Dodo had a mistaken notion that she was putting Grantie on her defence. It amused Grantie to keep up that delusion for the present.

"I like a life of dignity and leisure," she said, "though no doubt there is a great deal in what you say. I like reading and thinking, I like going to bed at eleven and looking at my pigs. I like quiet and tranquillity – "

"But that's so deplorable," said Dodo.

"I suppose it is what you call being mossy. But I prefer it. I choose to have leisure. I choose to go to bed early and do nothing particular when I get up."

Dodo pointed an accusing finger at her.

"I've got it," she said. "You are like the poet who said that the world was left to darkness and to him. He liked bossing it in the darkness, and so do you. You train the village choir, Grantie, and it's no use denying it. You preside at mother's meetings, and you are local president of the Primrose League. You have a flower-show in what they call your grounds, just as if you were coffee, on August bank-holiday, and a school-feast. You have a Christmas-tree for the children, and send masses of holly to decorate the church. At Easter, arum lilies."

Miss Grantham began to show that she was not an abject criminal on her defence.

"And those are all very excellent things to do," she said. "I do not see that they are less useful than playing bridge all night, or standing quacking on a stair-case in a tiara, and calling it an evening party."

"Yes, we do quack," conceded Dodo.

"Or spending five hundred pounds on a ball – "

"My dear, that wouldn't do much in the way of a ball," began Dodo.

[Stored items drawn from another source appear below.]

Issue #337, opened 2015-08-31
Show LES interface should be restructured


dennisschoenmakers:
As discussed in the meeting with @grdw and @ChaelKruip 

![img_1241](https://cloud.githubusercontent.com/assets/104830/9581907/6fbdfcce-5002-11e5-9214-72aaff5d6396.JPG)

grdw:
![screen shot 2015-09-02 at 2 24 19 pm](https://cloud.githubusercontent.com/assets/2676542/9631019/544a8e76-517e-11e5-90c7-9b71df9c9128.png)

Including @ChaelKruip @antw @dennisschoenmakers 

If the topology and load chart are next to each other; this is the result. 
I want to hear your thoughts.

antw:
We used to have the topology top-down – instead of left-to-right – and abandoned it because it was difficult to show complex networks. *However* left-to-right [still has that problem with very large networks](https://cloud.githubusercontent.com/assets/2676542/9575723/1417fac6-4fd2-11e5-95ce-17ccedaec094.png) and I actually prefer top-down. So I think that's a win.

I also like the chart being next to the topology, as that results in less scrolling.

I would suggest "Pick a strategy" becomes "Choose network features..." or something similar; "strategy" is a bit too technical.

Overall I think this is a big improvement. :+1:

dennisschoenmakers:
I like the charts next to each other, absolutely. :+1: 

It should be even more **clear** which node is selected, I think the current underline is too subtle.

grdw:
![screen shot 2015-09-03 at 10 10 09 am](https://cloud.githubusercontent.com/assets/2676542/9655152/6eb8594e-522f-11e5-9e97-18ce81e44a54.png)

How about some opacity?

ChaelKruip:
> How about some opacity?

I like!

grdw:
Full-preview

![screen shot 2015-09-03 at 3 44 03 pm](https://cloud.githubusercontent.com/assets/2676542/9659806/aee0fecc-5252-11e5-8a00-ea800ee2b12f.png)

ChaelKruip:
Very nice! :+1: :+1:

antw:
> "When clicking a node, load will appear"

* Turn this into a call-for-action with something like "Click on a network component to view its load and attached technologies"; this encourages the user to do something (explore and experiment). "Network component" is likely more meaningful to them than "node", which is a comp-sci term.

[...]

PR #351, opened 2015-09-07
Issues/#337 les interface restructuring

grdw:
Fixes: #337 
Fixes: #352


antw:
I made a couple of small visual tweaks:

* Lightened the background on selected strategies; the default dark blue was a bit overwhelming, and clashes with the OS X 10.10 checkbox colour,

* Fixed the padding in the multi-select (the bootstrap defaults were overriding the multi-select CSS styles),

* Reduced the size of the helper text beneath the solar PV slider (prevents the drop-down from growing in width when solar PV capping is enabled),

* Made the multi-select always read "Pick a strategy (__ selected)". The default behaviour was to replace the button text with the names of the chosen options, but that didn't feel right in practice since our options are so wordy.

* Moved the "Edit" button to the right, away from the title (and added an icon to draw attention to it).

screen shot 2015-09-08 at 12 32 57

What do you think?

Two other things stand out to me:

* boostrap-multiselect has a `includeSelectAllOption` which would be a good usability improvement for when you want to turn on all strategies at once. I tried to add this, but it didn't work as expected in our app. It would select all options, but the "Select all" checkbox would remain unticked, and I couldn't click it again to deselect all the strategies. Not a big loss if we can't use it, but it would be nice.

* [Currency formatting in the business case table](https://github.com/quintel/etmoses/pull/351/files#diff-6c6f6d2aeeec8f74c8dd28011f1bd5e4R5) seems to be in the decimal-comma style ("€5.000,00") rather than decimal-point ("€5,000.00"). Was this intentional? I only ask because other numbers in the app – and currency figures in other applications (ETM) – use the decimal-point style.

  My understanding is decimal-point is standard in scientific use, but perhaps @ChaelKruip can shed some more light on this. Maybe decimal-comma *is* used in non-English papers? I'm fine with using decimal-comma if we're focusing on an EU-only audience, but I think it has to be applied consistently to all numbers, not just one table.

Otherwise, I'm really happy with this and can't wait to get it merged. :+1:

grdw:
> What do you think?

That looks good! :+1: 

> Two other things stand out to me:

> bootstrap-multiselect has a includeSelectAllOption 

Yes, I'll fiddle with it. 
 
> Currency formatting in the business case table seems to be in the decimal-comma style ("€5.000,00") rather than decimal-point ("€5,000.00"). Was this intentional? 

No, it isn't, but if decimal-point is the default I'll change it to decimal-point.

ChaelKruip:
Excellent work guys! This looks sooo much better than before. 

> No, it isn't, but if decimal-point is the default I'll change it to decimal-point.

Decimal point makes more sense to me as well as it is consistent with the rest of the ETM. Well spotted @antw!

grdw:
> Yes, I'll fiddle with it. 

I fiddeled, but I'm guessing this is the type of "I'll fix this in 5 minutes, 8 days later it still isn't solved" -type of issue.

So I'll make an issue of it for a later moment in time. I have no idea why it isn't working properly.

antw:
> I fiddeled with the includeSelectAllOption, but I'm guessing this is the type of "I'll fix this in 5 minutes, 8 days later it still isn't solved" -type of issue.

I know the feeling. :anguished:

One merge coming up!

grdw:
> I made a couple of small visual tweaks:

@antw  are these visual tweaks also merged or?

antw:
Oops. I didn't push them to your branch. :blush: 

I'll fix it now, sorry!

Issue #376, opened 2015-09-11
Business case calculation with strategies


grdw:
I currently made it possible to make the business case calculation with strategies.

- Save strategies with testing ground

Issue #365, opened 2015-09-10
Business cases should be comparable to one from another LES


ChaelKruip:
This used to be possible but now the button has disappeared.

Issue #364, opened 2015-09-10
It should not be possible to view a LES containing a private topology that you don't own


ChaelKruip:
See [http://beta.moses.et-model.com/testing_grounds/243](http://beta.moses.et-model.com/testing_grounds/243)

grdw:
@dennisschoenmakers came up with a nice solution. All the testing grounds that use a private topology or market model for that matter, are by default private.

And I would like to add that you cannot change your privacy settings of a testing ground unless both the market model and the topology are public.

ChaelKruip:
:+1:

grdw:
This applies only to future LES's for now. I should also run a migration to make all current LES's this way.

grdw:
Fixed.

Issue #359, opened 2015-09-09
Calculate business case in background job


grdw:
In the current 'ajax' #358 situation. The market model and topology can be editied, but the business case has to change accordingly. Recalculating the business case costs a lot of time. 

@ChaelKruip Chael suggested to move the freeform rules to the market model. Which is fine with me.
This way we can remove the business case tab from the edit screen and calculate once the user is on the LES-page.

antw:
To take this a bit further... it would be nice to also do the network calculation in a background job. Currently the LES loads with a "please wait..." message while an XHR request is sent to Moses for the load data.

This XHR request hits `testing_grounds/:id/data` where the loads are calculated in the Rails process. This is an *okay* solution provided we have enough processes, but moving this to a background worker – and having the front-end poll to see when the calculation is finished – would be a better solution.

Something like:

```
GET testing_grounds/1/data
{ pending: true }

... time passes ...

GET testing_grounds/1/data
{ graph: {,...}, technologies: {,...} }
```

> Recalculating the business case costs a lot of time.

Mostly because it has to calculate the network first. It's going to get even worse when the flexibility measures get hooked up (#330). :cry: 

We shall really have to get some form of caching sorted for the network once the major issues are out of the way.

grdw:
> To take this a bit further... it would be nice to also do the network calculation in a background job. 

Do you have any preference for a background processor? 

Resque / DelayedJob / Sidekiq / ActiveJob ?

grdw:
> and having the front-end poll 

This is in my experience still a tricky one. Without using `setInterval` how could this be done nicely?

antw:
> Do you have any preference for a background processor? Resque / DelayedJob / Sidekiq / ActiveJob ?

*Maybe* Resque? In truth I don't have a huge amount of experience with any of them; so if you have a preference, I'm happy with whatever you choose.

> Without using setInterval how could this be done nicely?

WebSocket, but that feels like overkill. `setInterval`/`setTimeout` is probably how I'd have done it:

```javascript
function fetchLESData(callback) {
  $.ajax(...).success(function(data) {
    if (data.pending) {
      // Maybe return something other than 200 OK?
      window.setTimeout(function() { fetchLESData(callback) }, 1000);
    } else {
      callback(data);
    }
  })
}
```

PR #377, opened 2015-09-11
Adding delayed job

grdw:
Fixes: #359 
Fixes: #364 
Fixes: #365 
Fixes: #376 

Start delayed job with: `rake jobs:work`


grdw:
@antw I fixed some of your comments. The only thing that is still missing is the "`beforeSend` and `pending: true`"-part because I didn't really understand what you meant.

antw:
> After some reading. progress and done are the functions used for $.Deferred.
>
> Thanks for the suggestion, this is really awesome.

You're welcome! I know you're busy, so I didn't expect you to actually make this change; it was just a suggestion for future callback-based code. Impressive that you did it anyway. :+1:

> The only thing that is still missing, is the "beforeSend and pending: true"-part because I didn't really understand what you meant.

:laughing: 

I meant that jQuery's $.ajax() function has a `beforeSend` callback which is run before a request is made, and a `success` callback for when it finishes successful. Maybe it would be nice for `Poller` to use the same callback names instead of `pending` and `final_success`. Doesn't matter now though.

I will have to add monitoring for the delayed job process to our Ansible repo (likely tomorrow). I'll merge this as soon as I've completed that.

Thanks again!

antw:
I merged without the process monitoring; I'm short on time today and don't want to hold up your other work by delaying the merge any longer. (Also, I thought I could kill two birds with one stone by also setting up monitoring for the [Optimizer](https://github.com/quintel/opt) queue... then realised that uses Resque. :confounded:) I'll make sure it happens before we deploy to production.

I have deployed this to staging. Thanks @grdw!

"Well, a thousand pounds then, if you wish to argue about irrelevancies. All the Christmas-trees and Easter decorations and school-feasts don't cost that – "

"Grantie dear, how marvellously cheap," said Dodo enthusiastically. "What a good manager you must be, and it all becomes more appalling every minute. You know that you don't boss it in the darkness because of the good you do, and the pleasure you give, but because it gives you the impression of being busy, and makes so little trouble and expense. Now if you ran races, things in sacks, at the school-feasts yourself, and pricked your own delicious fingers with the holly for the Christmas decorations, and watered your flowers yourself for the flower-show, there might be something in it. But you don't do anything of that kind: you only give away very cheap prizes at the school-feast, and make your gardeners cut the holly, and take the prizes yourself at the flower-show. You like bossing it, darling: that's what's the matter, and it's that which has changed you. You don't compete, except at the flower-show, and then it's your gardeners who compete for you. You ought to run races at the school-feast, if you want to be considered a serious person."

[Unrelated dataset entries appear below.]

PR #391, opened 2015-09-15
Upgrade Airbrake

dennisschoenmakers:
I would like to have deployment integration.

This script should generate the `config/initializer/airbrake.rb` file according to the [manual](https://github.com/airbrake/airbrake): 

```
bundle exec rails generate airbrake --api-key THE_ETMOSES_AIRBRAKE_KEY
```

But it complains here:

```
Don't know how to build task 'airbrake:test'
```

### DIFF
--- a/config/deploy.rb
+++ b/config/deploy.rb
@@ -50,5 +50,6 @@ namespace :deploy do
   end
 
   after 'deploy:compile_assets', 'paperclip:build_missing_styles'
+  after 'deploy:finished', 'airbrake:deploy'
   after :publishing, :restart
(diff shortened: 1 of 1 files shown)


twilkinson573:
@dennisschoenmakers if you add the following to `secrets.yml` then the airbrake deployment should be working: 
```ruby
staging:
  airbrake_key: <etmoses_airbrake_key>
```

dennisschoenmakers:
Currently, the secret hash is already there on beta.moses.et-model.com. Merging.

Issue #236, opened 2015-07-21
If a measure does not exist for the selected topology, the user should be warned


ChaelKruip:
I think that there should be some feedback after the user clicks the  'calculate business cases'  button (which we do not yet have). 

The warnings/error messages should be quite specific because things can go wrong in several locations:

* The topology does not contain the information necessary for a measure:
  * Depreciation costs rely on **investment_cost, economic_lifetime, yearly_o_and_m_cost**
  * If stakeholders are not included, the measures do not know who to apply to
  * If capacities and 'units' are not specified for end-points, the measure for connections fails
* The stakeholder is defined in the topology but not in the Market Model (this does not need to be a problem, but the user should probably be warned)

grdw:
> Depreciation costs rely on investment_cost, economic_lifetime, yearly_o_and_m_cost

How does this work exactly? 

> If stakeholders are not included, the measures do not know who to apply to

This means that my market model measures contain `stakeholders` that aren't in the topology. And the calculation should stop and throw an error?

> The stakeholder is defined in the topology but not in the Market Model (this does not need to be a problem, but the user should probably be warned)

And the other way around.

ChaelKruip:
> How does this work exactly?

This is the 'transaction' from the stakeholder to itself in the matrix (see 'investments' cells in https://github.com/quintel/etmoses/issues/213). It is the sum of:
* Depreciation cost: investment / lifetime
* O&M cost per year (given by yearly_o_and_m_cost)

ChaelKruip:
> This means that my market model measures contain stakeholders that aren't in the topology. And the calculation should stop and throw an error?

Not necessarily. Stakeholders do not have to be in the topology to send or receive money. But they do have to be in the topology to have a **measure apply to them**.

ChaelKruip:
> And the other way around.

Not really. The Government, Supplier, Aggregator and Producer are usually not physically associated with any nodes of the topology. The user does not need to be warned about this.

grdw:
We talked about this last friday I remember. The thing was that if 

![screen shot 2015-09-14 at 10 33 57 am](https://cloud.githubusercontent.com/assets/2676542/9845559/225fbdbc-5acc-11e5-9bc6-cff99fa298fe.png)

One of these does not appear in the topology the user should get a warning. 

If I understand correctly.

ChaelKruip:
> If I understand correctly.

[...]

PR #399, opened 2015-09-16
Issues/#236 validate market model topology

grdw:
Resolves: #236


antw:
Looks good! I like that it validates on-the-fly whenever I change the topology/market-model fields on the import form.

PR #436, opened 2015-09-24
Issues/calculating default costs in business case

grdw:


dennisschoenmakers:
Holler when you merge and deploy this @antw! I want to see this :smile:

app/models/market/initial_costs.rb
```diff
@@ -0,0 +1,53 @@
...
+    def technology_costs
+      group_sum(technology_nodes) do |node|
+        node.techs.map(&:installed).sum do |tech|
+          tech.initial_investment / tech.technical_lifetime
+        end
+      end
+    end
+
+    def group_sum(nodes)
+      Hash[nodes.group_by{|node| node.get(:stakeholder) }.map do |_, nodes|
```
antw: FYI: Naming a variable `_` is [meant to indicate that the variable is not used](https://github.com/bbatsov/ruby-style-guide#underscore-unused-vars). You can also give it a name, but prefixed with `_` [such as here](https://github.com/quintel/etmoses/blob/ee3522363053313835eb391acc095218412d6298/app/models/network/technologies/generic.rb#L60). In this case, the variable *is* used (as the first element of the array on line 33), so it should have a name.

See [Ruby feature #6693](https://bugs.ruby-lang.org/issues/6693).

antw:
I pushed a couple of small changes (notably so that calculation could still proceed if a node had *some* technologies with costs assigned, and some without). However, there's a spec failure which started with c0d188a:

```
  1) Finance::BusinessCaseComparator compares two business cases
     Failure/Error: expect(compare).to eq([[-4, -1, 0, -3], [0, -3, 0, 3]]);

       expected: [[-4, -1, 0, -3], [0, -3, 0, 3]]
            got: [[-3, -1, 0, -2], [0, -3, 0, 3]]

       (compared using ==)
     # ./spec/services/finance/business_case_comparator_spec.rb:25:in `block (2 levels) in <top (required)>'
     # ./spec/support/fixtures.rb:29:in `block (2 levels) in included'
     # ./config/application.rb:75:in `with_data_dir'
     # ./spec/support/fixtures.rb:29:in `block in included'
```

Otherwise, the PR looks good and works well. :+1:

grdw:
@antw that's right. The reason why it's failing it's because the initial investment doesn't need to be included in the total `incoming`.

antw:
Notifying @dennisschoenmakers as requested. This has been merged and deployed.

PR #444, opened 2015-09-24
Store EditableTable events in the instance

antw:
Moved `changeListener` and `changeData` callbacks to be stored within the EditableTable instance, instead of being global within the anonymous closure. The old global variables would have their values overwritten each time a new EditableTable was created.

**Why this is needed?**

Previously, if muliple EditableTable instances were created (on the LES edit page) the callback event from the most-recently created table would replace the event on the older ones. In particular, it meant we couldn't add or remove rows to the market model table because the callback event from the *technology profile table* was being run instead. The correct callback would be run, apparently, only if you edit a value in the market model table prior to submitting the form.

**Steps to reproduce**

1. Visit the "Edit LES" page
2. Click the "Market model" tab
3. Remove a row
4. Without focusing any of the form fields in the table, press "Save"
5. Refresh the page, and note that the deleted row has reappeared.

@grdw Could you review this and let me know what you think? I'm not sure what the reason was for the global `changeListener` and `changeData` variables, but as this isn't a technique I've seen before for creating JS classes, I don't want to make this change to `master` without you reviewing it first.

### DIFF
--- a/app/assets/javascripts/tables/editable_table.js
+++ b/app/assets/javascripts/tables/editable_table.js
@@ -1,12 +1,10 @@
 var EditableTable = (function(){
-  var selector, changeData, changeListener;
-
   EditableTable.prototype = {
     append: function(_changeListener, _changeData){
-      changeListener = (_changeListener || function(){});
-      changeData = (_changeData || function(){});
+      this.changeListener = (_changeListener || function(){});
+      this.changeData = (_changeData || function(){});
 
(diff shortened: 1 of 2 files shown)


grdw:
I'm ignoring semaphoreci here.

antw:
Thanks! Semaphore can indeed be ignored as it hasn't been set up yet.

Merged by hand.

"I couldn't run," said Miss Grantham. "If I ran, I should die. That would make a tragic chord at the school-feast, instead of a cheerful note."

"It would do nothing of the sort," said Dodo. "The school-children would remember the particular school-feast when you died with wonderful excitement and pleasure. It would be stored for ever in their grateful memories. 'That was the year,' they would say, 'when Miss Grantham fell dead in the sack-race, and such a lovely funeral.' They wouldn't think it the least tragic, bless them."

To Miss Grantham's detached and philosophic mind this conclusion, when she reflected on it, seemed extremely sound. She decided to pursue that track no further, for it appeared to lead nowhere, and proceeded violently upwards in a sort of moral lift.

"And then I happen to like culture and knowledge," she said. "I just happen to, in the same way as you like princes. I know you won't agree about the possible advantage of educating yourself. Last night at dinner I heard you say that you had probably forgotten how to read, as you hadn't read anything for so long. That made me shudder. You seem to think that, because I live in the country, I vegetate. You call me mossy, and I am nothing of the kind. I read for three hours a day, wet or fine. I do wood-carving, I play the piano."